START RECORD SET
PR #76, opened 2016-05-02
Implementation of XEP-0313: Message Archive Management (MAM)

ramabit:
Documentation: http://xmpp.org/extensions/xep-0313.html

### DIFF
END RECORD SET
- ACTIVITY: Output the records above in their entirety, exactly.

- OUTPUT BELOW:
PR #76, opened 2016-05-02
Implementation of XEP-0313: Message Archive Management (MAM)

ramabit:
Documentation: http://xmpp.org/extensions/xep-0313.html

### DIFF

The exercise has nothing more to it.